Granular control. You can turn Pulse (and Memory) off, review/delete feedback history, and disconnect connectors at will.
First impressions (and a tiny mind‑reading joke)
I love features that reduce cognitive tax, and Pulse lands squarely there. It nudges me with timely cards — “here’s what to cook tonight,” “you’ve got a trip coming up, here are places near your hotel,” “keep that training streak alive” — and then gets out of the way. It’s like OpenAI peeked at my browser chaos and said, “the battle is whoever wows you first.” Point taken.
What to watch for
It’s a preview. Expect a few misses (“thanks for the tip on the project I finished last week”). Keep guiding it; that feedback tightens the fit.

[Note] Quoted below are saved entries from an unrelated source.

PR #2909, opened 2023-09-01
Fix logic of computeClosestIJKAxis

bruyeret:
Two mappers with two different slicing modes could have the same ijkMode
For example, two mappers with X and Y slicing mode could both show slice J
Also remove the warning about inaccurate slicing because oblique slicing should be done with the new ImageResliceMapper and the slicing modes XYZ are intentionally used to snap to IJK

Add a function to vtkMath (with tests and docs)

### DIFF
--- a/Sources/Common/Core/Math/index.js
+++ b/Sources/Common/Core/Math/index.js
@@ -2146,6 +2146,56 @@ export function getMajorAxisIndex(vector) {
   return axisIndex;
 }
 
+// Return the closest orthogonal matrix of 1, -1 and 0
+// It works for both column major and row major matrices
+// This function iteratively associate a column with a row by choosing
+// the greatest absolute value from the remaining row and columns
+// For each association, a -1 or a 1 is set in the output, depending on
+// the sign of the value in the original matrix
+export function getSparseOrthogonalMatrix(matrix, n = 3) {
+  // Initialize rows and columns to available indices
+  const rows = new Array(n);
+  const cols = new Array(n);
+  for (let i = 0; i < n; ++i) {
+    rows[i] = i;
+    cols[i] = i;
+  }
+  // No need for the last iteration: i = 0
+  for (let i = n - 1; i > 0; i--) {
+    // Loop invariant:
+    // rows[0:i] and cols[0:i] contain the remaining rows and columns
+    // rows]i:n[ and cols]i:n[ contain the associations found (rows[k] is associated with cols[k])
+    let bestValue = -Infinity;
+    let bestRowI = 0;
+    let bestColI = 0;
+    for (let rowI = 0; rowI <= i; ++rowI) {
+      const row = rows[rowI];
+      for (let colI = 0; colI <= i; ++colI) {
+        const col = cols[colI];
+        const absVal = Math.abs(matrix[row + n * col]);
+        if (absVal > bestValue) {
+          bestValue = absVal;
+          bestRowI = rowI;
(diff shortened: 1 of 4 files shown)


Sources/Common/Core/Math/test/testMath.js
```diff
@@ -754,3 +754,45 @@ test('Test singularValueDecomposition', (t) => {
...
+      matrix: [1, 0, 0, 0, 0, 1, 0, 1, 0],
+      expected: [0, 2, 1],
+    },
+    {
+      matrix: [1, 0, 0, 0, 0, -1, 0, 1, 0],
+      expected: [0, 2, 1],
+    },
+    {
+      matrix: [1, 0, 0, 0, 0, -1, 0, 1, 0],
+      expected: [0, 2, 1],
```
finetjul, line 777: why twice the same test

Sources/Common/Core/Math/test/testMath.js
```diff
@@ -754,3 +754,45 @@ test('Test singularValueDecomposition', (t) => {
...
+    },
+    {
+      matrix: [1, 0, 0, 0, 1, 0, 0, 0, 1],
+      expected: [0, 1, 2],
+    },
+    {
+      matrix: [1, 0, 0, 0, 1, 0, 0, 0, 1],
```
finetjul, line 784: why twice the same test ?

Sources/Common/Core/Math/index.js
```diff
@@ -2146,6 +2146,51 @@ export function getMajorAxisIndex(vector) {
   return axisIndex;
 }
 
+// This function iteratively associate a column with a row by choosing
+// the greatest absolute value from the remaining row and columns
+// Returns an array L such as if the matrix is column major,
+// the row i is associated with column L[i]
+export function getRowColumnAssociations(matrix, n = 3) {
```
finetjul, line 2153: The documentation is not clear to me. 
It seems that you return an order for columns. What is this order ?

bruyeret: The order of the column indices is the order of the rows, this is what I mean by `the row i is associated with column L[i]`
How would you phrase this differently?

bruyeret:
I renamed `getRowColumnAssociations` to `getSparseOrthogonalMatrix` and it now returns an orthogonal matrix of 0, 1 and -1
What do you think @finetjul

Sources/Common/Core/Math/test/testMath.js
```diff
@@ -754,3 +754,47 @@ test('Test singularValueDecomposition', (t) => {
...
+
+test.only('Test getSparseOrthogonalMatrix', (t) => {
+  const successMsg = 'Row/column association is correct';
+  const tests = [
+    {
+      matrix: [
+        0.702, 0.7025, -0.1163, -0.2856, 0.1281, -0.9497, -0.6523, 0.7, 0.2906,
+      ],
+      expected: [0, 1, 0, 0, 0, -1, -1, 0, 0],
+    },
```
finetjul, line 766: can you maybe also add as a test the problem you faced with Kitware Glance ?

finetjul:
LGTM

Sources/Common/Core/Math/test/testMath.js
bruyeret: It is the first test matrix, which use to associate both X and Z to J

finetjul (approved):
LGTM

PR #2914, opened 2023-09-13
fix(interactor): mouseEvent is not available in the worker

sedghi:
### Context

I was trying to consume @kitware/vtk.js inside a webworker which I encountered an error regarding MouseEvent not being available (since it is worker context). This PR will check if the MouseEvent is available then use it

### Results

Added conditional check for mouseEvent

### Changes

replaces 

```js
EMPTY_MOUSE_EVENT = new MouseEvent('');
``` 

with

```js
let EMPTY_MOUSE_EVENT;
if (typeof MouseEvent !== 'undefined') {
  EMPTY_MOUSE_EVENT = new MouseEvent('');
} else {
  // Provide a fallback or handle differently for web worker context
  EMPTY_MOUSE_EVENT = {
    ctrlKey: false,
    altKey: false,
    shiftKey: false,
  };
}

```

### PR and Code Checklist

### Testing

- [x] Tested environment:
  - **vtk.js**: 
  - **OS**: 
  - **Browser**:

### DIFF
--- a/Sources/Rendering/Core/RenderWindowInteractor/index.js
+++ b/Sources/Rendering/Core/RenderWindowInteractor/index.js
@@ -11,7 +11,17 @@ const { vtkWarningMacro, vtkErrorMacro, normalizeWheel, vtkOnceErrorMacro } =
 // Global methods
 // ----------------------------------------------------------------------------
 
-const EMPTY_MOUSE_EVENT = new MouseEvent('');
+let EMPTY_MOUSE_EVENT;
+if (typeof MouseEvent !== 'undefined') {
+  EMPTY_MOUSE_EVENT = new MouseEvent('');
+} else {
+  // Provide a fallback or handle differently for web worker context
+  EMPTY_MOUSE_EVENT = {
+    ctrlKey: false,
+    altKey: false,
+    shiftKey: false,
+  };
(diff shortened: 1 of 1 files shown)


Sources/Rendering/Core/RenderWindowInteractor/index.js
```diff
@@ -11,7 +11,17 @@ const { vtkWarningMacro, vtkErrorMacro, normalizeWheel, vtkOnceErrorMacro } =
...
+let EMPTY_MOUSE_EVENT;
+if (typeof MouseEvent !== 'undefined') {
+  EMPTY_MOUSE_EVENT = new MouseEvent('');
+} else {
+  // Provide a fallback or handle differently for web worker context
+  EMPTY_MOUSE_EVENT = {
+    ctrlKey: false,
+    altKey: false,
+    shiftKey: false,
+  };
```
floryst, line 23: I think we can just set EMPTY_MOUSE_EVENT to this object and do away with the `new MouseEvent` call.

sedghi: sure I can handle that

floryst:
LGTM!

PR #2915, opened 2023-09-13
Fix large scalar values

### LINKED ISSUE #1426: Problem rendering vtkImageData with large scalar values
Using either the `OpenGL/VolumeMapper` (as illustrated by #1425) or also the `OpenGL/ImageMapper` to render `vtkImageData` with large scalar values results in incorrectly rendered images.

I'm not sure precisely when the data range gets too large and the problem starts to happen, but in the (currently failing) testing linked above, the scalar range of the rendered data is roughly `[0, 2.5M]`.  Some other cases where I've seen the issu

Mobile‑only for now. Pro on iOS/Android; web/desktop aren’t included yet (but expect them soon in all versions, maybe even free… though it’s a premium feature)
Privacy posture. App connectors are opt‑in and off by default; connector content isn’t used for training. If you enable “Improve the model for everyone,” chats you save/interact with can be used to improve ChatGPT — just like regular conversations. You can turn that off.
Where Pulse fits in OpenAI’s arc
Earlier this year, OpenAI experimented with more assistant‑like behavior through Tasks (scheduled updates and reminders). Pulse feels like the automated, daily‑briefing cousin of that idea — less “tell it to send X at 7am,” more “it noticed you care about X and prepared something useful.” It’s a small but telling step toward ambient assistance.
How to get the most out of it (quick playbook)
Turn on Memory (and Pulse) in settings.
Curate tonight. Ask for tomorrow’s focus before 10pm: “local art openings this weekend,” “tennis results + one drill to try,” “friendly dinner recipes under 30 minutes.”
Use the cards to act. Open, ask for next steps, save the ones you’ll revisit.
Tighten the loop. Thumb up/down, trim topics, and adjust connectors as needed.
Bottom line: Pulse feels like old‑school RSS got a patient, proactive, intelligent assistant. It keeps the skim, drops the sludge, and gives you a clean on‑ramp to action (no more annoying popups, scroll background ads, or paywalls). If the AI era is a race to “who wows me first,” Pulse makes a strong first move — short, steerable, and done by breakfast. How do you like them cyber omelets?
Sources: OpenAI’s product post and help docs detail how Pulse works (preview on Pro mobile; daily, asynchronous research; curation; safety; controls). Independent coverage from The Verge, Axios, and ET adds context on the proactive “agent” direction and why the experience is intentionally finite.